Records contained in a dataset
Issue #14310, opened 2019-02-25
Issues with Keychains with spaces (" ") and shellescaping


datajockey:
### New Issue Checklist

- [x] Updated fastlane to the latest version
- [x] I read the [Contribution Guidelines](https://github.com/fastlane/fastlane/blob/master/CONTRIBUTING.md)
- [x] I read [docs.fastlane.tools](https://docs.fastlane.tools)
- [x] I searched for [existing GitHub issues](https://github.com/fastlane/fastlane/issues)

### Issue Description
Keychains with spaces in the path are not being escaped correctly and causing unexpected issues. I discovered this while importing signing credentials, which failed silently, but later failed when the signing credentials could not be found. The user had a space in his home directory path and thus his `login` keychain path.

I created the following Fastfile with two targets to test this: 

```
desc "Test Control"  # no spaces in path
lane :test_control do
  create_keychain ({
    path: '/tmp/test_control.keychain',
    password: 'testpassword',
    require_create: true
  })
  cert ({
    development: true,
    keychain_path: '/tmp/test_control.keychain',
    keychain_password: 'testpassword'
  })
end

desc "Test Spaces"
lane :test_spaces do
  create_keychain ({
    path: '/tmp/test spaces.keychain',
    password: 'testpassword',
    require_create: true
  })
  cert ({
    development: true,
    keychain_path: '/tmp/test spaces.keychain',
    keychain_password: 'testpassword'
  })
end
```
The `test_control` target works as expected and the `test_spaces` target does not create a valid keychain or import certificate or private key. This screenshot shows the bad keychain:

![screen shot 2019-02-25 at 11 06 28 am](https://user-images.githubusercontent.com/707113/53366878-a90e6c00-3912-11e9-9557-2c868fa3a33e.png)

##### Command executed
```
bundle exec fastlane test_spaces
```

**Note:** The 'test spaces` keychain can be pain to clean up between test runs. I've found that you have to create a keychain that actually matches the keychain listed in the search paths before deleting it:

```
# Clean up 'test\ spaces'
security create-keychain -p testpassword '/tmp/test\ spaces.keychain'
security delete-keychain '/tmp/test\ spaces.keychain'
```

##### Complete output when running fastlane, including the stack trace and command used

As you can see from the following output Fastlane indicates success, however inspecting the keychain shows otherwise. 

<details>
  <pre>
[✔] 🚀
[15:30:35]: Driving the lane 'test_spaces' 🚀
[...]

PR #14311, opened 2019-02-25
[fastlane] fix keychain shellescaping

datajockey:
### Checklist

### Motivation and Context

There are issues with keychains being escaped and/or used in an inconsistent way. 
See issue #14310 for a description and reproduction steps.

### Description

1. The first commit ensures that keychain creation security commands use the escaped keychain path and avoids double escaping via `.shelljoin` 

   From the shelljoin docs:
   > All elements are joined into a single string with fields separated by a space, where each element is escaped for the Bourne shell and stringified using to_s.

2. The second commit removes the quotes around the escaped keychain path while importing.

   From the shellescape docs:

3. ~~The third commit constrains the certificate check to the provided keychain. 
   Through my test Fastfile (see #14310), I discovered that if my credentials were in any keychain in the search path, they would not be installed in the provided/target keychain. 
   I thought this was odd so I added this commit even though it is not directly related to the underlying issues.~~ 
   **Upate:** This commit was moved to a new branch to be evaluated a separate PR.

Testing consisted of manually running a Fastfile (see #14310) with control and test scenarios and comparison with command line executions of the security command. 

The unit tests do not actually execute the commands, but compare the command that would be issued to an expected value. I updated the unit tests to reflect my changes and identify things I missed.

**Note:** I doubt it is a complete solution but a step in the right direction. Please let me know of any changes or extensions. I hope this helps!

### DIFF
--- a/fastlane/lib/fastlane/actions/create_keychain.rb
+++ b/fastlane/lib/fastlane/actions/create_keychain.rb
@@ -11,20 +11,20 @@ module Fastlane
         escaped_password = params[:password].shellescape
 
         if params[:name]
-          escaped_name = params[:name].shellescape
-          keychain_path = "~/Library/Keychains/#{escaped_name}"
+          keychain_path = "~/Library/Keychains/#{params[:name]}"
         else
-          keychain_path = params[:path].shellescape
+          keychain_path = params[:path]
         end
+        escaped_keychain_path = keychain_path.shellescape
 
-        if keychain_path.nil?
+        if escaped_keychain_path.nil?
           UI.user_error!("You either have to set :name or :path")
         end
 
         commands = []
 
-        if !exists?(keychain_path)
-          commands << Fastlane::Actions.sh("security create-keychain -p #{escaped_password} #{keychain_path}", log: false)
+        if !exists?(escaped_keychain_path)
+          commands << Fastlane::Actions.sh("security create-keychain -p #{escaped_password} #{escaped_keychain_path}", log: false)
         elsif params[:require_create]
           UI.abort_with_message!("`require_create` option passed, but found keychain '#{keychain_path}', failing create_keychain action")
         else
@@ -38,21 +38,22 @@ module Fastlane
             Actions.lane_context[Actions::SharedValues::ORIGINAL_DEFAULT_KEYCHAIN] = Fastlane::Actions.sh("security default-keychain", log: false).strip
           rescue
           end
-          commands << Fastlane::Actions.sh("security default-keychain -s #{keychain_path}", log: false)
+          commands << Fastlane::Actions.sh("security default-keychain -s #{escaped_keychain_path}", log: false)
         end
 
-        commands << Fastlane::Actions.sh("security unlock-keychain -p #{escaped_password} #{keychain_path}", log: false) if params[:unlock]
+        commands << Fastlane::Actions.sh("security unlock-keychain -p #{escaped_password} #{escaped_keychain_path}", log: false) if params[:unlock]
 
         command = "security set-keychain-settings"
         command << " -t #{params[:timeout]}" if params[:timeout]
         command << " -l" if params[:lock_when_sleeps]
         command << " -u" if params[:lock_after_timeout]
-        command << " #{keychain_path}"
+        command << " #{escaped_keychain_path}"
 
         commands << Fastlane::Actions.sh(command, log: false)
 
         if params[:add_to_search_list]
           keychains = Action.sh("security list-keychains -d user").shellsplit
+          # Do not use 'escaped_keychain_path' here because .shelljoin will cause double escaping
           keychains << File.expand_path(keychain_path)
           commands << Fastlane::Actions.sh("security list-keychains -s #{keychains.shelljoin}", log: false)
         end
@@ -60,12 +61,12 @@ module Fastlane
         commands
       end
 
-      def self.exists?(keychain_path)
-        keychain_path = File.expand_path(keychain_path)
+      def self.exists?(escaped_keychain_path)
+        escaped_keychain_path = File.expand_path(escaped_keychain_path)
 
         # Creating Keychains using the security
         # CLI appends `-db` to the file name.
-        File.exist?("#{keychain_path}-db") || File.exist?(keychain_path)
+        File.exist?("#{escaped_keychain_path}-db") || File.exist?(escaped_keychain_path)
       end
 
       def self.description
--- a/fastlane/spec/actions_specs/create_keychain_spec.rb
+++ b/fastlane/spec/actions_specs/create_keychain_spec.rb
@@ -20,7 +20,7 @@ describe Fastlane do
         expect(result[1]).to_not(include("-u"))
         expect(result[1]).to include(keychain_path.to_s)
         expect(result[2]).to start_with("security list-keychains -s")
-        expect(result[2]).to end_with(File.expand_path(keychain_path.to_s).to_s)
+        expect(result[2]).to end_with(File.expand_path(keychain_path.to_s).shellescape.to_s)
       end
 
       it "works with name and password that contain spaces or `\"`" do
--- a/fastlane/spec/actions_specs/create_keychain_spec.rb
+++ b/fastlane/spec/actions_specs/create_keychain_spec.rb
@@ -2,43 +2,50 @@ describe Fastlane do
   describe Fastlane::FastFile do
     describe "Create keychain Integration" do
       it "works with name and password" do
+        keychain_password = "testpassword"
+        keychain_name = "test.keychain"
+        keychain_path = "~/Library/Keychains/#{keychain_name}"
         result = Fastlane::FastFile.new.parse("lane :test do
           create_keychain ({
-            name: 'test.keychain',
-            password: 'testpassword',
+            name: '#{keychain_name}',
+            password: '#{keychain_password}',
           })
         end").runner.execute(:test)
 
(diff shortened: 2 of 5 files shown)


datajockey:
I signed it!

datajockey:
The third commit to check if the certs were installed in the target keychain is problematic. 
I can drop this commit or with some direction, I can fix it up. 
Please advise.

janpio:
Without looking at it in detail, best move the third commit to its own PR so we can look at this different thing in isolation. (Thanks for the great separation into commits etc - makes it easy to follow what is going on here.)

fastlane/spec/actions_specs/import_certificate_spec.rb
```diff
@@ -11,7 +11,7 @@
         password = 'testpassword'
 
         keychain_path = File.expand_path(File.join('~', 'Library', 'Keychains', keychain))
-        expected_command = "security import #{cert_name} -k '#{keychain_path}' -P #{password} -T /usr/bin/codesign -T /usr/bin/security 1> /dev/null"
+        expected_command = "security import #{cert_name} -k #{keychain_path} -P #{password} -T /usr/bin/codesign -T /usr/bin/security 1> /dev/null"
```
janpio: isn't this missing `.shellescape` then?

fastlane/spec/actions_specs/import_certificate_spec.rb
```diff
@@ -66,7 +66,7 @@
         password = 'testpassword'
 
         keychain_path = File.expand_path(File.join('~', 'Library', 'Keychains', keychain))
-        expected_command = "security import #{cert_name} -k '#{keychain_path}' -P #{password} -T /usr/bin/codesign -T /usr/bin/security"
+        expected_command = "security import #{cert_name} -k #{keychain_path} -P #{password} -T /usr/bin/codesign -T /usr/bin/security"
```
janpio: Same here:
isn't this missing `.shellescape` then?

fastlane/spec/actions_specs/import_certificate_spec.rb
datajockey: Escaping is a no-op here because there are no special characters in the test parameters. 
Good catch and the other parameters should be escaped too.

fastlane/spec/actions_specs/import_certificate_spec.rb
datajockey: Same here:
> Escaping is a no-op here because there are no special characters in the test parameters. 
> Good catch and the other parameters should be escaped too.

datajockey:
I moved the third commit to a new branch as recommended and reset HEAD to second commit.  
I addressed the missing `.shellescape` comments in the amended second commit and force pushed the branch.

janpio:
Hm yeah, the noop in the specs are strange to decide - you don't need it, but it makes it more correct :/ Thanks for changing.

match/spec/utils_spec.rb
```diff
@@ -6,7 +6,7 @@
 
     describe 'import' do
       it 'finds a normal keychain name relative to ~/Library/Keychains' do
-        expected_command = "security import item.path -k '#{Dir.home}/Library/Keychains/login.keychain' -P #{''.shellescape} -T /usr/bin/codesign -T /usr/bin/security 1> /dev/null"
+        expected_command = "security import item.path -k #{Dir.home}/Library/Keychains/login.keychain -P #{''.shellescape} -T /usr/bin/codesign -T /usr/bin/security 1> /dev/null"
```
janpio: Isn't this missing a `.shellescaoe` for the `-k` value here? (relevant e.g. when `Dir.home` has a space)

match/spec/utils_spec.rb
```diff
@@ -25,7 +25,7 @@
       it 'treats a keychain name it cannot find in ~/Library/Keychains as the full keychain path' do
         tmp_path = Dir.mktmpdir
         keychain = "#{tmp_path}/my/special.keychain"
-        expected_command = "security import item.path -k '#{keychain}' -P #{''.shellescape} -T /usr/bin/codesign -T /usr/bin/security 1> /dev/null"
+        expected_command = "security import item.path -k #{keychain} -P #{''.shellescape} -T /usr/bin/codesign -T /usr/bin/security 1> /dev/null"
```
janpio: same as above

match/spec/utils_spec.rb
```diff
@@ -50,7 +50,7 @@
       end
 
       it "tries to find the macOS Sierra keychain too" do
-        expected_command = "security import item.path -k '#{Dir.home}/Library/Keychains/login.keychain-db' -P #{''.shellescape} -T /usr/bin/codesign -T /usr/bin/security 1> /dev/null"
+        expected_command = "security import item.path -k #{Dir.home}/Library/Keychains/login.keychain-db -P #{''.shellescape} -T /usr/bin/codesign -T /usr/bin/security 1> /dev/null"
```
janpio: and again

fastlane/lib/fastlane/actions/create_keychain.rb
```diff
@@ -38,34 +38,35 @@ def self.run(params)
...
         command << " -l" if params[:lock_when_sleeps]
         command << " -u" if params[:lock_after_timeout]
-        command << " #{keychain_path}"
+        command << " #{escaped_keychain_path}"
 
         commands << Fastlane::Actions.sh(command, log: false)
 
         if params[:add_to_search_list]
           keychains = Action.sh("security list-keychains -d user").shellsplit
+          # Do not use 'escaped_keychain_path' here because .shelljoin will cause double escaping
```
janpio: all the changes in this file are just so this is possible, correct?

match/spec/utils_spec.rb
datajockey: @janpio, Yes, I noticed other cases where the `spec` files needed to be updated with `.shellescape` after I pushed my initial update. 

I have not been unable to get back to them, but I will address these today.

fastlane/lib/fastlane/actions/create_keychain.rb
datajockey: I did this to be more explicit with what is being used throughout the file.  I.e. `escaped_keychain_path` vs sprinkling `.shellescape` in all of these cases except for the `.shelljoin` case where we want to use the plain `keychain_path`.

datajockey: I did this to be more explicit with what is being used throughout the file.  I.e. `escaped_keychain_path` vs sprinkling `.shellescape` in all of these cases except for the `.shelljoin` case where we want to use the plain `keychain_path`.

match/spec/utils_spec.rb
datajockey: I pushed an update to these.

match/spec/utils_spec.rb
datajockey: Same here.

match/spec/utils_spec.rb
datajockey: Same here.

fastlane/spec/actions_specs/create_keychain_spec.rb
```diff
@@ -2,106 +2,122 @@
...
-        expect(result[1]).to include('~/Library/Keychains/test.keychain')
+        expect(result[0]).to eq("security create-keychain -p #{keychain_password.shellescape} #{keychain_path.shellescape}")
+        expect(result[1]).to start_with("security set-keychain-settings")
+        expect(result[1]).to include("-t 300")
+        expect(result[1]).to_not(include("-l"))
+        expect(result[1]).to_not(include("-u"))
+        expect(result[1]).to include(keychain_path.to_s)
         expect(result[2]).to start_with("security list-keychains -s")
-        expect(result[2]).to end_with(File.expand_path('~/Library/Keychains/test.keychain').to_s)
+        expect(result[2]).to end_with(File.expand_path(keychain_path.to_s).to_s)
```
datajockey: @janpio Note that I did not change this to `keychain_path.shellescape` because of the link in the link causes the keychain path to be expanded:
https://github.com/fastlane/fastlane/pull/14311/files#diff-0231a345cb1ba3f328959032b555024cR57

So `~/Library/Keychains/...` becomes `/Users/foo/Library/Keychains/...` in this test case. It seems a little odd so if you have any thoughts, let me know.

datajockey: @janpio Nevermind the note above, I realized my mistake and resolved the use of `.shellescape` in this test case.

joshdholtz (approved):
@datajockey This PR looks good! Thanks for contribution here 👍 And thanks for all the reviewing, @janpio ❤️

datajockey:
@joshdholtz Glad I can help out! 
@janpio Thank you for your help and guidance.

Following up on the problematic third commit which @janpio suggested that I break out into a separate PR. It was meant to address the discovery that signing credentials were not being installed in the target keychain if they were already installed in another keychain on the search path. This non-deterministic behavior seemed odd to me, but maybe a desired behavior so I wanted to get your thoughts. 

My initial commit for this issue passed all local rspec tests, but failed on the Ubuntu and Appveyor checks. It was unclear to me what conditions were being tested that lead to the failures, so there is work to do to isolate and ready a PR.

janpio:
Feel free to create a `[WIP]` PR @datajockey, then we can maybe help debug this further. (And also to avoid this getting forgotten and lost)

datajockey:
Will do @janpio 
👍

PROBLEM:
Find the lines above that hold "problematic", then copy each of them.

ANSWER BOX:
The third commit to check if the certs were installed in the target keychain is problematic. 
Following up on the problematic third commit which @janpio suggested that I break out into a separate PR. It was meant to address the discovery that signing credentials were not being installed in the target keychain if they were already installed in another keychain on the search path. This non-deterministic behavior seemed odd to me, but maybe a desired behavior so I wanted to get your thoughts. 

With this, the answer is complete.